The memo also told managers to immediately contact superiors about visits by federal officials and to not let agents into non-public areas of stores without a warrant.

Subcontractor Compliance

Officials at ICE and Homeland Security Investigations will likely be keyed in on use of subcontractors with undocumented workers by employers looking to insulate themselves from liability, attorneys say. Although a company doesn’t have the right to demand documentation of work eligibility for subcontractors’ employees, they can ask a third-party such as a law firm to review compliance. Firms are “absolutely” seeing an increase in requests for those reviews since November, Thomas said.

“The subs again and again seem to have very significant problems with their level of compliance,” he said.

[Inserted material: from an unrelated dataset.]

PR #5434, opened 2022-05-25
refactor(vaults): rename VaultTitle to VaultHolder

turadg:
_no ticket_, decided in meeting and small enough to PR directly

Asking subcontractors and other business partners to certify the employment eligibility of workers has always been a best practice to follow, said Dawn Lurie, senior counsel at Seyfarth Shaw LLP. But a jump in recent inquiries shows “people are waking up” to the need for those reviews, she said.

“There’s more of an appetite for this,” Lurie said.

The Trump administration, like previous administrations, has signaled it will hold employers accountable for immigration violations. But the speed and scope of that enforcement will depend to some extent on the resources available to Homeland Security. There’s a tension, immigration attorneys say, between pursuing criminal investigations of employers that can take significant time and resources and quickly putting as many people as possible in deportation proceedings.

Prosecuting employers for hiring unauthorized workers is complicated to begin with and becomes even more so if enforcement agencies are pursuing a “joint employer” theory, holding businesses liable for using subcontractors that violate immigration law. Assembling those cases can be complex and will require more time and resources compared to arrests of undocumented immigrants at the beginning of Trump’s term, said John Mazzeo, senior director and associate general counsel at applicant screening firm Vertical Screen Inc.

“One takes a lot more effort than the other,” he said.